» **Problem requirements**
Set it all down exactly, every record and every line.

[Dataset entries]
-=-=-

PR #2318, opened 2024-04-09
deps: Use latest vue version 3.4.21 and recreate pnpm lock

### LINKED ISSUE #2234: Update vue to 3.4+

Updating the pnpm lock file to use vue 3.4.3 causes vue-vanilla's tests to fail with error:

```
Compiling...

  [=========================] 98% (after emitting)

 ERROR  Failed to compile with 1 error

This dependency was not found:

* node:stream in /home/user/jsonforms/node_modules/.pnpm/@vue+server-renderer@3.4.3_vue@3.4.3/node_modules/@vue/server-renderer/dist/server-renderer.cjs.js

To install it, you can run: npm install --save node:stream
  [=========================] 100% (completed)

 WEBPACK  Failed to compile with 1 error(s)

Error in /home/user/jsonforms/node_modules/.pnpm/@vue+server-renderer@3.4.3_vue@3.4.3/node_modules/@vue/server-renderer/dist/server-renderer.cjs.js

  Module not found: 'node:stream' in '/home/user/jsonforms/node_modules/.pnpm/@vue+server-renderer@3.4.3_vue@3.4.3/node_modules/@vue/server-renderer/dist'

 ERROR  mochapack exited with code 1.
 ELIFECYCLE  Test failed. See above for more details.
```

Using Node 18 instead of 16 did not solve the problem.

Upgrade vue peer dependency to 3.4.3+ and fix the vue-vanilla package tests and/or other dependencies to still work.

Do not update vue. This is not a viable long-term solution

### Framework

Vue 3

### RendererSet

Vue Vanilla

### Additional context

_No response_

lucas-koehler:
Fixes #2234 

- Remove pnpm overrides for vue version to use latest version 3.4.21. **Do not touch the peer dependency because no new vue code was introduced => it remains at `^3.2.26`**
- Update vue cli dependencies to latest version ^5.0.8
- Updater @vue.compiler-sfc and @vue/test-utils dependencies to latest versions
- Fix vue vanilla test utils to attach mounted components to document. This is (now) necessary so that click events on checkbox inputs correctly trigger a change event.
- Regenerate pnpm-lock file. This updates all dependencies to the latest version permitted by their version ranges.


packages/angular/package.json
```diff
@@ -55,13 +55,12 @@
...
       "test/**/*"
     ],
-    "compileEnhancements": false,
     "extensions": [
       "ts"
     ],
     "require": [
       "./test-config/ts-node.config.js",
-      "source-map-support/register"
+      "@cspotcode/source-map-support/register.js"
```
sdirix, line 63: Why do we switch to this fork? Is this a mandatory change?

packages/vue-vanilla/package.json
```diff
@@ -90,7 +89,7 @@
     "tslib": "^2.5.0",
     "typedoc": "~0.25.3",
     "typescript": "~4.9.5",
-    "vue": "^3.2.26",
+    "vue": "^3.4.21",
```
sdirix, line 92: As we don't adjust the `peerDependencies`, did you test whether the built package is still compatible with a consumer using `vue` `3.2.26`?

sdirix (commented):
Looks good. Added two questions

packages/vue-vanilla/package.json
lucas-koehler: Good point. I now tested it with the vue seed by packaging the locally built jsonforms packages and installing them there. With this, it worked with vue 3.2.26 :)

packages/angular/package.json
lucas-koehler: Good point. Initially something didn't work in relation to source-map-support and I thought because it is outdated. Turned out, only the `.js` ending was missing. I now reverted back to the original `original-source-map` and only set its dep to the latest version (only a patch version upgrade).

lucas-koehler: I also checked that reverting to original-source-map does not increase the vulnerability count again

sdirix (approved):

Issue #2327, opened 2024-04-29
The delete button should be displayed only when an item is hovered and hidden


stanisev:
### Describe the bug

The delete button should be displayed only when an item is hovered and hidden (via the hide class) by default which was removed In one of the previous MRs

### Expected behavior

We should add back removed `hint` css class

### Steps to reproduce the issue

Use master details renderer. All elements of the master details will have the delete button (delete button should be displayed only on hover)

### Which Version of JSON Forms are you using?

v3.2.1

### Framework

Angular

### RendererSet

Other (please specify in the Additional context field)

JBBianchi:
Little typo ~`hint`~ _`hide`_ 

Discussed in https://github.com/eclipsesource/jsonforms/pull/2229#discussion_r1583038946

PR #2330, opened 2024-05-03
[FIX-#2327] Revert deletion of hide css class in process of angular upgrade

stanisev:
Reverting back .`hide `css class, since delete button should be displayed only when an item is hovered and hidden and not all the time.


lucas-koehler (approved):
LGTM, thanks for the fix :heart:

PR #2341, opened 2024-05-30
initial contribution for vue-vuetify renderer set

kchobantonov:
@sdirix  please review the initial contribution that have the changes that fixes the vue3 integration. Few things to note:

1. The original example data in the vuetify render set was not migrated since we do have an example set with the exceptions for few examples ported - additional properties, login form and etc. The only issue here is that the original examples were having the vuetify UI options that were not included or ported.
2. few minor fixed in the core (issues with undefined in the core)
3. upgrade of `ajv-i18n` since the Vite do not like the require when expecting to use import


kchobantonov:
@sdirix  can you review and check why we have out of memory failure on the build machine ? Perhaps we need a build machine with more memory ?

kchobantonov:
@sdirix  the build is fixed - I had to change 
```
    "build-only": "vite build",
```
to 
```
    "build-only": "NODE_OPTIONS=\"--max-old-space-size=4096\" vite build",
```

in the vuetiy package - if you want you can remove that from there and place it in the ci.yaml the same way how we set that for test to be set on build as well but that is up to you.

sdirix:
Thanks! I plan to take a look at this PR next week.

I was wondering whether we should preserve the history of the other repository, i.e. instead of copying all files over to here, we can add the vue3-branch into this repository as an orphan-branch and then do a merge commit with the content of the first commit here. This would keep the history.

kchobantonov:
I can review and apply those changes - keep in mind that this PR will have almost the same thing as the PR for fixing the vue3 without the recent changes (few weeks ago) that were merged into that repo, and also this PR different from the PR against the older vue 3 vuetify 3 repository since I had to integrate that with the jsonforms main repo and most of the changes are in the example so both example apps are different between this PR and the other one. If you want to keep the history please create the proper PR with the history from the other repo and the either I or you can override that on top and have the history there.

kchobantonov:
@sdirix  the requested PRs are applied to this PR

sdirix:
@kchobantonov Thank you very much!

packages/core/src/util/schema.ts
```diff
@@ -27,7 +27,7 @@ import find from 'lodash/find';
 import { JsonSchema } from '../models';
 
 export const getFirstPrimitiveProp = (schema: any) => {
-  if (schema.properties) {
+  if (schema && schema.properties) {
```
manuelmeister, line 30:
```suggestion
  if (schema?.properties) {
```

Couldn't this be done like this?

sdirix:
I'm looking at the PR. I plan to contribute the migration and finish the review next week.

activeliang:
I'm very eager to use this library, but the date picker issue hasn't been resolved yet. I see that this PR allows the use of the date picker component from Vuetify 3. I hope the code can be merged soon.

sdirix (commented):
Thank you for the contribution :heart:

-=-=-

» **Your response**
PR #2318, opened 2024-04-09
deps: Use latest vue version 3.4.21 and recreate pnpm lock

### LINKED ISSUE #2234: Update vue to 3.4+

Updating the pnpm lock file to use vue 3.4.3 causes vue-vanilla's tests to fail with error:

```
Compiling...

  [=========================] 98% (after emitting)

 ERROR  Failed to compile with 1 error

This dependency was not found:

* node:stream in /home/user/jsonforms/node_modules/.pnpm/@vue+server-renderer@3.4.3_vue@3.4.3/node_modules/@vue/server-renderer/dist/server-renderer.cjs.js

To install it, you can run: npm install --save node:stream
  [=========================] 100% (completed)

 WEBPACK  Failed to compile with 1 error(s)

Error in /home/user/jsonforms/node_modules/.pnpm/@vue+server-renderer@3.4.3_vue@3.4.3/node_modules/@vue/server-renderer/dist/server-renderer.cjs.js

  Module not found: 'node:stream' in '/home/user/jsonforms/node_modules/.pnpm/@vue+server-renderer@3.4.3_vue@3.4.3/node_modules/@vue/server-renderer/dist'

 ERROR  mochapack exited with code 1.
 ELIFECYCLE  Test failed. See above for more details.
```

Using Node 18 instead of 16 did not solve the problem.

Upgrade vue peer dependency to 3.4.3+ and fix the vue-vanilla package tests and/or other dependencies to still work.

Do not update vue. This is not a viable long-term solution

### Framework

Vue 3

### RendererSet

Vue Vanilla

### Additional context

_No response_

lucas-koehler:
Fixes #2234 

- Remove pnpm overrides for vue version to use latest version 3.4.21. **Do not touch the peer dependency because no new vue code was introduced => it remains at `^3.2.26`**
- Update vue cli dependencies to latest version ^5.0.8
- Updater @vue.compiler-sfc and @vue/test-utils dependencies to latest versions
- Fix vue vanilla test utils to attach mounted components to document. This is (now) necessary so that click events on checkbox inputs correctly trigger a change event.
- Regenerate pnpm-lock file. This updates all dependencies to the latest version permitted by their version ranges.


packages/angular/package.json
```diff
@@ -55,13 +55,12 @@
...
       "test/**/*"
     ],
-    "compileEnhancements": false,
     "extensions": [
       "ts"
     ],
     "require": [
       "./test-config/ts-node.config.js",
-      "source-map-support/register"
+      "@cspotcode/source-map-support/register.js"
```
sdirix, line 63: Why do we switch to this fork? Is this a mandatory change?

packages/vue-vanilla/package.json
```diff
@@ -90,7 +89,7 @@
     "tslib": "^2.5.0",
     "typedoc": "~0.25.3",
     "typescript": "~4.9.5",
-    "vue": "^3.2.26",
+    "vue": "^3.4.21",
```
sdirix, line 92: As we don't adjust the `peerDependencies`, did you test whether the built package is still compatible with a consumer using `vue` `3.2.26`?

sdirix (commented):
Looks good. Added two questions

packages/vue-vanilla/package.json
lucas-koehler: Good point. I now tested it with the vue seed by packaging the locally built jsonforms packages and installing them there. With this, it worked with vue 3.2.26 :)

packages/angular/package.json
lucas-koehler: Good point. Initially something didn't work in relation to source-map-support and I thought because it is outdated. Turned out, only the `.js` ending was missing. I now reverted back to the original `original-source-map` and only set its dep to the latest version (only a patch version upgrade).

lucas-koehler: I also checked that reverting to original-source-map does not increase the vulnerability count again

sdirix (approved):

Issue #2327, opened 2024-04-29
The delete button should be displayed only when an item is hovered and hidden


stanisev:
### Describe the bug

The delete button should be displayed only when an item is hovered and hidden (via the hide class) by default which was removed In one of the previous MRs

### Expected behavior

We should add back removed `hint` css class

### Steps to reproduce the issue

Use master details renderer. All elements of the master details will have the delete button (delete button should be displayed only on hover)

### Which Version of JSON Forms are you using?

v3.2.1

### Framework

Angular

### RendererSet

Other (please specify in the Additional context field)

JBBianchi:
Little typo ~`hint`~ _`hide`_ 

Discussed in https://github.com/eclipsesource/jsonforms/pull/2229#discussion_r1583038946

PR #2330, opened 2024-05-03
[FIX-#2327] Revert deletion of hide css class in process of angular upgrade

stanisev:
Reverting back .`hide `css class, since delete button should be displayed only when an item is hovered and hidden and not all the time.


lucas-koehler (approved):
LGTM, thanks for the fix :heart:

PR #2341, opened 2024-05-30
initial contribution for vue-vuetify renderer set

kchobantonov:
@sdirix  please review the initial contribution that have the changes that fixes the vue3 integration. Few things to note:

1. The original example data in the vuetify render set was not migrated since we do have an example set with the exceptions for few examples ported - additional properties, login form and etc. The only issue here is that the original examples were having the vuetify UI options that were not included or ported.
2. few minor fixed in the core (issues with undefined in the core)
3. upgrade of `ajv-i18n` since the Vite do not like the require when expecting to use import


kchobantonov:
@sdirix  can you review and check why we have out of memory failure on the build machine ? Perhaps we need a build machine with more memory ?

kchobantonov:
@sdirix  the build is fixed - I had to change 
```
    "build-only": "vite build",
```
to 
```
    "build-only": "NODE_OPTIONS=\"--max-old-space-size=4096\" vite build",
```

in the vuetiy package - if you want you can remove that from there and place it in the ci.yaml the same way how we set that for test to be set on build as well but that is up to you.

sdirix:
Thanks! I plan to take a look at this PR next week.

I was wondering whether we should preserve the history of the other repository, i.e. instead of copying all files over to here, we can add the vue3-branch into this repository as an orphan-branch and then do a merge commit with the content of the first commit here. This would keep the history.

kchobantonov:
I can review and apply those changes - keep in mind that this PR will have almost the same thing as the PR for fixing the vue3 without the recent changes (few weeks ago) that were merged into that repo, and also this PR different from the PR against the older vue 3 vuetify 3 repository since I had to integrate that with the jsonforms main repo and most of the changes are in the example so both example apps are different between this PR and the other one. If you want to keep the history please create the proper PR with the history from the other repo and the either I or you can override that on top and have the history there.

kchobantonov:
@sdirix  the requested PRs are applied to this PR

sdirix:
@kchobantonov Thank you very much!

packages/core/src/util/schema.ts
```diff
@@ -27,7 +27,7 @@ import find from 'lodash/find';
 import { JsonSchema } from '../models';
 
 export const getFirstPrimitiveProp = (schema: any) => {
-  if (schema.properties) {
+  if (schema && schema.properties) {
```
manuelmeister, line 30:
```suggestion
  if (schema?.properties) {
```

Couldn't this be done like this?

sdirix:
I'm looking at the PR. I plan to contribute the migration and finish the review next week.

activeliang:
I'm very eager to use this library, but the date picker issue hasn't been resolved yet. I see that this PR allows the use of the date picker component from Vuetify 3. I hope the code can be merged soon.

sdirix (commented):
Thank you for the contribution :heart:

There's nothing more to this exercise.